要するに囲炉裏は「寒さ」と「雑穀」ゆえ。東は西よりいろんな意味で侘びていたんだねぇ。それは日本全国にコンロが普及した今でも変わっていない気がする。正直、東から西に移り住んできた私は、西日本の豊かな食文化の沼にどっぷり浸かって、もう東には戻れないと思っている。

大阪の堺出身で、京都で茶の湯を完成させた千利休は、囲炉裏の侘び感を「いいね」と感じて茶の湯に導入、囲炉裏をさらに茶釜サイズの小さな四角にすることで侘びた茶室の小宇宙を完成させたのではないだろうか。(※個人の推測です)。

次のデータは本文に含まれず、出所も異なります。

PR #210, opened 2024-01-14
add support for other oid in the extended key usage

Tudyx:
As stated in [RFC 5280§4.2.1.12](https://datatracker.ietf.org/doc/html/rfc5280#section-4.2.1.12) in

> Key purposes may be defined by any organization with a need.  Object
   identifiers used to identify key purposes MUST be assigned in
   accordance with IANA or ITU-T Recommendation X.660 [[X.660](https://datatracker.ietf.org/doc/html/rfc5280#ref-X.660)].

This corresponds to the other variant of the  [x509_parser::extensions::ExtendedKeyUsage](https://docs.rs/x509-parser/latest/x509_parser/extensions/struct.ExtendedKeyUsage.html#structfield.other)

This PR add support for others oid in the extended key usage.

### DIFF
--- a/rcgen/src/lib.rs
+++ b/rcgen/src/lib.rs
@@ -1282,10 +1282,12 @@ pub enum ExtendedKeyUsagePurpose {
 	TimeStamping,
 	/// id-kp-OCSPSigning
 	OcspSigning,
+	/// A custom purpose not from the pre-specified list of purposes
+	Other(Vec<u64>),
 }
 
 impl ExtendedKeyUsagePurpose {
-	fn oid(&self) -> &'static [u64] {
+	fn oid(&self) -> &[u64] {
 		use ExtendedKeyUsagePurpose::*;
 		match self {
 			// anyExtendedKeyUsage
@@ -1297,6 +1299,7 @@ impl ExtendedKeyUsagePurpose {
 			EmailProtection => &[1, 3, 6, 1, 5, 5, 7, 3, 4],
 			TimeStamping => &[1, 3, 6, 1, 5, 5, 7, 3, 8],
 			OcspSigning => &[1, 3, 6, 1, 5, 5, 7, 3, 9],
+			Other(oid) => &oid,
 		}
 	}
 }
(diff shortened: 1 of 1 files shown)


rcgen/src/lib.rs
```diff
@@ -1278,10 +1278,12 @@ pub enum ExtendedKeyUsagePurpose {
 	TimeStamping,
 	/// id-kp-OCSPSigning
 	OcspSigning,
+	/// Defined by an organization with a need
```
est31, line 1281:
```suggestion
	/// A custom purpose not from the pre-specified list of purposes
```

est31 (approved):
ok except the comment

est31 (approved):

djc (approved):
LGTM!

rcgen/src/lib.rs
```diff
@@ -1851,6 +1854,36 @@ mod tests {
 		assert!(extension.value.any);
 	}
 
+	#[test]
+	fn test_with_extended_key_usages_other() {
```
cpu, line 1858: I'm surprised this test doesn't need a `cfg` gate on the `x509-parser` feature.

cpu (approved):

rcgen/src/lib.rs
stormshield-gt: It's because `x509-parser` [is also a dev dependency](https://github.com/rustls/rcgen/blob/a3831c9c7714684946276c6b10c981280e6a8297/rcgen/Cargo.toml#L50) besides being under a feature flag

cpu: Ah! That makes sense and I see existing tests that are already relying on this fact. :+1:

stormshield-gt:
Are there any blockers for this PR to be merged?

cpu:
> Are there any blockers for this PR to be merged?

It needs to be rebased on `main` and then I think the "Check semver compatibility" CI task failure will resolve and it could be merged.

stormshield-gt:
I think the "Check semver compatibility" job won't resolve because this PR indeed add a variant to a non-exhaustive `enum`. As we have already breaking change in the main branch, I think it's fine.

cpu:
I believe it will resolve because `main` incremented the crate version to 0.13.0 alongside introducing the breaking changes. Since that version isn't released, adding more breaking changes won't trip the semver checks.

cpu (dismissed):

cpu (approved):

PR #212, opened 2024-01-17
Support for borrowed `RemoteKeyPair`

corrideat:
This implements https://github.com/rustls/rcgen/issues/211

PR #213, opened 2024-01-17
External keys

djc:
As an alternative to #212, this goes further in the direction of #205, removing `alg` and `key_pair` from `CertificateParams` and requiring the caller to pass in a reference to them when signing. This seems to have a number of nice properties:

* `alg` is derived from the passed in `KeyPair`, so key algorithm mismatch errors can no longer occur
* No need for passing in a signing algorithm when parsing from pre-existing parameters or key pairs
* Should make it easy to support long-lived (remote) key pairs

The main downside as far as I can see is that the top-level API gets a bit more complicated, because generating a `KeyPair` must now be done by the caller, and for now we force them to pick a signing algorithm. I think we might mitigate this by adding a no-argument constructor like `generate_default()` (or use `generate()` for the no-argument variant and `generate_for()` for the variant that requires an argument).

Generally, this feels like a clear improvement in the API's design to me.


rcgen/src/lib.rs
```diff
@@ -619,17 +611,10 @@ impl CertificateParams {
 	/// for the presence of the `BasicConstraints` extension, or perform any other
 	/// validation.
 	#[cfg(feature = "x509-parser")]
-	pub fn from_ca_cert_der(ca_cert: &[u8], key_pair: KeyPair) -> Result<Self, Error> {
+	pub fn from_ca_cert_der(ca_cert: &[u8]) -> Result<Self, Error> {
```
cpu, line 614: I think the rustdoc comments on this fn need to be tweaked for the change in return type. Presently it says:
> This function is only of use if you have an existing CA certificate you would like to use to sign a certificate generated by rcgen. By providing the returned [Certificate](https://github.com/rustls/rcgen/pull/213/struct.Certificate.html) and the **passed-through [KeyPair](https://github.com/rustls/rcgen/pull/213/struct.KeyPair.html)**

cpu (approved):
Thanks, I think this is the right direction to be headed :+1: 

> I think we might mitigate this by adding a no-argument constructor like generate_default() (or use generate() for the no-argument variant and generate_for() for the variant that requires an argument).

Maybe we could leave `generate` as the argument required option and implement `Default` for providing something that can work without argument to give you back a `KeyPair` without needing to care about the alg? That feels small enough to tack onto this branch if you were game.

djc:
> Maybe we could leave `generate` as the argument required option and implement `Default` for providing something that can work without argument to give you back a `KeyPair` without needing to care about the alg? That feels small enough to tack onto this branch if you were game.

I did consider implementing `Default` like this, but it doesn't feel like a good fit? Like, the docs for `Default::default()` say "Returns the “default value” for a type.". IMO generating a random `KeyPair` is quite different from yielding "**the** “default value”.

I'm generally happy to tack something onto this branch but figured we should discuss the design first.

cpu:
> IMO generating a random KeyPair is quite different from yielding "the “default value”.

That's a fair point. I agree that it's probably not a good fit with that in mind.

> I'm generally happy to tack something onto this branch but figured we should discuss the design first.

`generate` for the default and `generate_for` for a specific alg seem OK to me :+1:

rcgen/src/lib.rs
cpu: > I didn't find the notion of "passed-through" very clear. 

Yeah, that (awkward) phrasing was added by me in #212 but looking at the diff again I think it was a mistake. The `CertificateParms::from_ca_cert_der` fn only returns `CertificateParams` and didn't pass through the keypair. I was probably thinking of the `Certificate::generate*` APIs that return both a `Certificate` and `KeyPair`, and for the case where you specify a `KeyPair` in the `CertificateParams` it is "passed through" to the caller in the return args (vs generating one from scratch). All of that falls away with this changeset so we can lose the awkward "pass through" notion entirely.

I think the right fix for this branch is to replace this text:
>  By providing the returned [`Certificate`] and the passed-through [`KeyPair`] to [`Certificate::generate`] or  [`Certificate::from_request`] functions you can generate a new certificate from [`CertificateParams`], signed by the pre-existing CA.

with something like:
> By providing the constructed [`CertificateParams`] and the [`KeyPair`] associated with your existing `ca_cert` you can use [`Certificate::generate`] or [`Certificate::from_request`] to issue new certificates using the CA cert.

> There doesn't seem to be a lot of context in https://github.com/rustls/rcgen/pull/12.

I'm also a bit skeptical of this API surface. I feel like there's some lurking danger in the way rcgen tries to reconstitute `CertificateParams` from the DER, only puling out a handful of parameters deemed needed for signing :-/

djc: I've adopted your language proposal. 👍

djc:
> > I'm generally happy to tack something onto this branch but figured we should discuss the design first.
> 
> `generate` for the default and `generate_for` for a specific alg seem OK to me 👍

Added some commits for this.

I also added a commit that removed the `alg` field from `CertificateRevocationList` in favor of relying on the `issuer.alg`.

djc:
Rebased on top of #215.

cpu (approved):

rcgen/src/key_pair.rs
```diff
@@ -56,6 +56,47 @@ pub struct KeyPair {
 }
 
 impl KeyPair {
+	/// Generate a new random PKCS_ECDSA_P256_SHA256 key pair
```
est31, line 59:
```suggestion
	/// Generate a new random [`PKCS_ECDSA_P256_SHA256`] key pair
```

rcgen/src/key_pair.rs
```diff
@@ -56,6 +56,47 @@ pub struct KeyPair {
...
+				let key_pair_serialized = key_pair_doc.as_ref().to_vec();
+
+				let key_pair = Ed25519KeyPair::from_pkcs8(&&key_pair_doc.as_ref()).unwrap();
+				Ok(KeyPair {
+					kind: KeyPairKind::Ed(key_pair),
+					alg,
+					serialized_der: key_pair_serialized,
+				})
+			},
+			// Ring doesn't have RSA key generation yet:
```
est31, line 93: Maybe also link https://github.com/aws/aws-lc-rs/issues/296 ?

rcgen/src/lib.rs
```diff
@@ -114,8 +110,9 @@ println!("{}", key_pair.serialize_pem());
 )]
 pub fn generate_simple_self_signed(
 	subject_alt_names: impl Into<Vec<String>>,
-) -> Result<CertifiedKey, Error> {
-	Certificate::generate_self_signed(CertificateParams::new(subject_alt_names))
+	key_pair: &KeyPair,
+) -> Result<Certificate, Error> {
```
est31, line 114: If we eliminate the `CertifiedKey` type, maybe it would be better to return a tuple here? Then most people would save one line (plus they won't have to import the `KeyPair` type).

est31 (approved):
Mostly good, mainly concerned about the `generate_simple_self_signed` function. Ideally we make its API as simple as possible, requiring as little parameters as possible.

rcgen/src/key_pair.rs
djc: Fixed this.

rcgen/src/key_pair.rs
djc: Note that this is a pre-existing issue. Added a commit that fixes it anyway.

djc:
In response to your feedback, I've changed the initial commit to retain `CertifiedKey` and kept the top-level `rcgen::generate_simple_self_signed()` returning `CertifiedKey` (that is, it generates a `KeyPair` for the caller and returns the `CertifiedKey` including the certificate and key pair). I've kept `Certificate::generate_self_signed()` taking the `key_pair` as an argument. I feel like this strikes a nice balance of a very approachable high-level API with more composable building blocks.

I'll leave this open for a bit but I'm assuming this is in line with the feedback I've received so far.

est31 (approved):
Great PR, really like it!

djc:
I noticed that the merge queue strategy is currently set to "Squash and merge". Is that an intentional change from before? Seems unfortunate to squash clean commit histories like this before merging.

cpu:
I would also prefer to rebase merge.

est31:
Yeah it was an intentional change (by me) because I felt it was hard to associate the commits on main with the PR they came from. I also don't like having to ask contributors to create a clean history, because not all know how to do that, and some simply don't care. The choices are either not having their contributions, fixing it yourself by pushing to the branch, or having the "bad" history in main (say with merge commits from upstream/main or stuff). The first and last option aren't really great, and the second is not good either (for the maintainers).

I see that the option to rebase merge at the time you put the PR into the merge queue is enabled again. I think that's good.

est31:
That is, I think we can merge PR with a clean history to main in rebase style, as long as the history is kept clean.

est31:
> I think the meta-point here is that I would have expected you to communicate this change prior to making it, since we're collaborating on maintenance of this crate. That you did this silently (and after we discussed that I and @cpu preferred rebasing in https://github.com/rustls/rcgen/issues/137) is disappointing.

I've expressed my preference in #137 for squashes, and was quite surprised that after the merge queue got enabled, only rebase merges were implemented. From my point of view that was silent as well, as in I only noticed that a while after the fact, without there having been explicit communication about it. So after I noticed that, I went and changed the setting back to squashes. In retrospect, I guess that I should have communicated that explicitly back when I did the change, which I think should be a lesson for all of us here.

I don't hold any grudges over this, I just wanted to give you my point of things so that you hopefully understand my point of view and don't develop any grudges either.

> looks like the merge queue is completely disabled now?

It wasn't me, I didn't touch any setting in the last 2+ weeks at least.

> In my experience (across many different projects) most contributors are open to this.

In my experience the contributors whose changes need input the most are those who are also the least able to do it. Someone who is doing their first steps with git, etc. I feel empathy with them and think the bar for contributions should be low so that people can grow. I suppose it depends on the type of project you have though, as some projects attract that group of people more than people who do something for their job (but that is no guarantee, many folks know git only from the GUI). With rcgen I do admit I have seen this more rarely.

Sometimes it's also due to different styles. Some people mainly work on projects that don't allow force pushes or history edits, while other projects explicitly want those.

djc:
> I've expressed my preference in #137 for squashes, and was quite surprised that after the merge queue got enabled, only rebase merges were implemented. From my point of view that was silent as well, as in I only noticed that a while after the fact, without there having been explicit communication about it. So after I noticed that, I went and changed the setting back to squashes. In retrospect, I guess that I should have communicated that explicitly back when I did the change, which I think should be a lesson for all of us here.
> 
> I don't hold any grudges over this, I just wanted to give you my point of things so that you hopefully understand my point of view and don't develop any grudges either.

That's fair, we should have made that explicit.

I'm fine with keeping the default setting to squash, and then we can just bypass the queue if/when we want to rebase?

@cpu any thoughts?

cpu:
> @cpu any thoughts?

In an ideal world I think GitHub would let you set a default strategy for the merge queue but override it at submit time. Unfortunately since that feature doesn't exist I think we're stuck evaluating workarounds. I think it's largely a question of what the default should be.

My intuition is that for this repository the type of contributor who might struggle with maintaining a clean commit history is less common than a more git-savvy contributor. A quick informal survey of the past ~9 PRs by external contributors shows that most are either 1 commit, or have a history I'd consider clean enough for a rebase.

What about flipping the proposal and making the default merge queue strategy rebase-merge but leaving the door open for administrative squash-merge that bypasses the queue when the PR merits it? 

I do think it's helpful to consider a variety of contributor styles and experience but I also don't like having to babysit CI tasks to wait to administratively merge work in the common case where it would be suitable for a rebase. The administrative merge route is a big hammer because if you don't wait for those CI tasks to complete you could easily merge code that fails in CI.

est31:
> What about flipping the proposal and making the default merge queue strategy rebase-merge but leaving the door open for administrative squash-merge

I've written about my preferences above, but reading your points of views and statements I'm more open to trying out rebase merges by default.

cpu:
> I'll change the merge queue setting to use rebase merge.

Done:

rebase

さて、囲炉裏と聞くと、私は自動的にやまんばを想起する。ちいさな頃に読んだ「牛方と山んば」というめちゃくちゃスリリングな絵本のせいだ。

やまんばに牛を喰われ、自分も命からがら知らない家に逃げ込んだ牛方(うしかた)。しかしそれはやまんばの家だった。やまんばが帰宅。あわてて屋根裏に逃げ込む牛方。やまんばは囲炉裏でうまそうな鍋を作るが、囲炉裏のあたたかさに思わずウトウト。その隙に、牛方が屋根裏から藁一本を垂らし、鍋の中身を吸い上げる、という緊迫の場面がある(わかるかな、この説明で)。その場面を思い浮かべると今でもドキドキするのである。

藁で汁が吸えるのか。
という、その絵本を読んだときに抱いた疑問も、もう十分寝かせたので、そろそろ今年に解決してみたい。

十二月、来年のしめ縄を作るために農家さんが餅米の藁を奉納してくれる。その一本を拝借して汁を吸ってみようっと。